* **Your instructions**: Sort through the entries below and pull out lines containing the word "does".

* **Saved data entries**:
++++++++
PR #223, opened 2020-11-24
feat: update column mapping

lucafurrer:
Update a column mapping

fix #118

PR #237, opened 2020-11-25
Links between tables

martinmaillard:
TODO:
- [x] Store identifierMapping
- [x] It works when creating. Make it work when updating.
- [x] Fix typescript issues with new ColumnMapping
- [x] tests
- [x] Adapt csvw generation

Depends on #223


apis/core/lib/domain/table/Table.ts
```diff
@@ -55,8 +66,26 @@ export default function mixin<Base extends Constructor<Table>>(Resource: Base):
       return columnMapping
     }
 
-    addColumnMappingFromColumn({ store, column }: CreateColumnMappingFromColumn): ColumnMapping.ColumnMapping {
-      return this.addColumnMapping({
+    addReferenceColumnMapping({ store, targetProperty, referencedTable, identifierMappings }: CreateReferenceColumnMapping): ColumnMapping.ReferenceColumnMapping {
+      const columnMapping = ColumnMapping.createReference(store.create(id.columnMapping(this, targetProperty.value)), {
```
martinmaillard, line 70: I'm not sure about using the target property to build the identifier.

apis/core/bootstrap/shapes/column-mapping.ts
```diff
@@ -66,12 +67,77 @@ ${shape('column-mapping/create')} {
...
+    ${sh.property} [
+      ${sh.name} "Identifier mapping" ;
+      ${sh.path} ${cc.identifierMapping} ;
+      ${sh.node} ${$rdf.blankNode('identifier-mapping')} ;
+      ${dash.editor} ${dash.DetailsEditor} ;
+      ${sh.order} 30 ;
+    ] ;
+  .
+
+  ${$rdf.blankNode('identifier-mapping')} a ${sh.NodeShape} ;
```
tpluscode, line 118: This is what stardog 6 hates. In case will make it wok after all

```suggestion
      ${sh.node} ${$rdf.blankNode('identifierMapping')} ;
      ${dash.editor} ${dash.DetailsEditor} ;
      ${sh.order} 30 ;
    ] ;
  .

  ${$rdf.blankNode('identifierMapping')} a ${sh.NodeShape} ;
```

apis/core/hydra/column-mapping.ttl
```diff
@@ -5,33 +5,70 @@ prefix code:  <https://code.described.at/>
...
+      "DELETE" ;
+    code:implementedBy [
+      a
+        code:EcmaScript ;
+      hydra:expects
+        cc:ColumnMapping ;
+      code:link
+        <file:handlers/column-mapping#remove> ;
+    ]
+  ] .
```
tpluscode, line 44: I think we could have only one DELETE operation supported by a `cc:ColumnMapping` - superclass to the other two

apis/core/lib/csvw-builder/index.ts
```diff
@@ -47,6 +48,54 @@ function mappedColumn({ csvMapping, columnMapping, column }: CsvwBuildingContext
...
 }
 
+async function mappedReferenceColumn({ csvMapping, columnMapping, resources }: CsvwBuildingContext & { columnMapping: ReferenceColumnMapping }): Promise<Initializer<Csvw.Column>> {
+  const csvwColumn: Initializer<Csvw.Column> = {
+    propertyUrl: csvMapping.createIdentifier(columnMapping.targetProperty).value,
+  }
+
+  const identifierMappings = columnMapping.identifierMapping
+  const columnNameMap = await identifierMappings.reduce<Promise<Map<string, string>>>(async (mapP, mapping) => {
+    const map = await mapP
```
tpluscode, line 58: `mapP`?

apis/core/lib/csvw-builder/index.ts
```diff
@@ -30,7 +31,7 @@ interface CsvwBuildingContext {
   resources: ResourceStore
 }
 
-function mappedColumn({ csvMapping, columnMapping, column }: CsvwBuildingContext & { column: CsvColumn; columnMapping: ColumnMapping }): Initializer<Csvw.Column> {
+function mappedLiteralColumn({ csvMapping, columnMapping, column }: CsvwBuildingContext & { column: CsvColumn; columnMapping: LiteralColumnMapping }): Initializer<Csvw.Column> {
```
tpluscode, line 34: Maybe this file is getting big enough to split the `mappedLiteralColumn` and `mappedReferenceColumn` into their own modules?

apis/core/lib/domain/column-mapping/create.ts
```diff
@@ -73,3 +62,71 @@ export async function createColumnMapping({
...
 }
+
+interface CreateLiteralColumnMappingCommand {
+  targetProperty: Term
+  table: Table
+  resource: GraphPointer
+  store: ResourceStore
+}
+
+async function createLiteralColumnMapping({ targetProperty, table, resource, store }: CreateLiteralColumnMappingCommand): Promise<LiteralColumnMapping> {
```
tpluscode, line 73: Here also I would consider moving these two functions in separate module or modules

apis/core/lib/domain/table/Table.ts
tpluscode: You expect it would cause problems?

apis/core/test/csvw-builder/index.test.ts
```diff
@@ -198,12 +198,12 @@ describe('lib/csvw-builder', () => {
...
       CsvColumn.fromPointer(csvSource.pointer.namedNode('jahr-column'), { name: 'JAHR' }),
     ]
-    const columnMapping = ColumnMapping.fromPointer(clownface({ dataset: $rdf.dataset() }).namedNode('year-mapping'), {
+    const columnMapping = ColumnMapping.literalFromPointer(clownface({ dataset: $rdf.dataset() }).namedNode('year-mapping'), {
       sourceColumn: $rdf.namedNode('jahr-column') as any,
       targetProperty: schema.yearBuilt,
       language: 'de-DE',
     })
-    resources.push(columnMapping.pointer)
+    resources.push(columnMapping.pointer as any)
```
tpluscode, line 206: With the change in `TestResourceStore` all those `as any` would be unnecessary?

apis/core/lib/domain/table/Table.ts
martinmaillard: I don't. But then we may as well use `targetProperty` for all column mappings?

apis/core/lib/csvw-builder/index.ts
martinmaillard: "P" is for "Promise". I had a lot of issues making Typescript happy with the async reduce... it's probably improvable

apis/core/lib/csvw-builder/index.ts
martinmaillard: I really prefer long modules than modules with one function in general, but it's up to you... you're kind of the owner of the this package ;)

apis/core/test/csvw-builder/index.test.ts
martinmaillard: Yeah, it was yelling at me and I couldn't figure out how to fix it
++++++++
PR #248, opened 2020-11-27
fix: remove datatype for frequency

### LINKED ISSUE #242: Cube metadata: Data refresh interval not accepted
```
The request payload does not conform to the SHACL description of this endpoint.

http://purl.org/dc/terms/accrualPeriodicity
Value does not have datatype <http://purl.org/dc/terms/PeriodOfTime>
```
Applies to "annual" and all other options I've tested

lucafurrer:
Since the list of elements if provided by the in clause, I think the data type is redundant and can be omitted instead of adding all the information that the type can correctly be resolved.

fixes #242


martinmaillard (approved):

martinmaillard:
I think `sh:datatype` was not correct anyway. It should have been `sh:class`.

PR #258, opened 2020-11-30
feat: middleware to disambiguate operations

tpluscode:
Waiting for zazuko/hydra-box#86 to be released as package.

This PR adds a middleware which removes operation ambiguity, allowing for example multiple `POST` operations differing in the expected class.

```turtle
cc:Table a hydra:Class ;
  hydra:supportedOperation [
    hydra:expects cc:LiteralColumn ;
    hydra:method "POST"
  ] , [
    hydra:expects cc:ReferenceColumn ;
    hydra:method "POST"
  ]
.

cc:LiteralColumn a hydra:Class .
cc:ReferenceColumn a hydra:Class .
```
++++++++
* **Exercise result**:
The request payload does not conform to the SHACL description of this endpoint.
Value does not have datatype <http://purl.org/dc/terms/PeriodOfTime>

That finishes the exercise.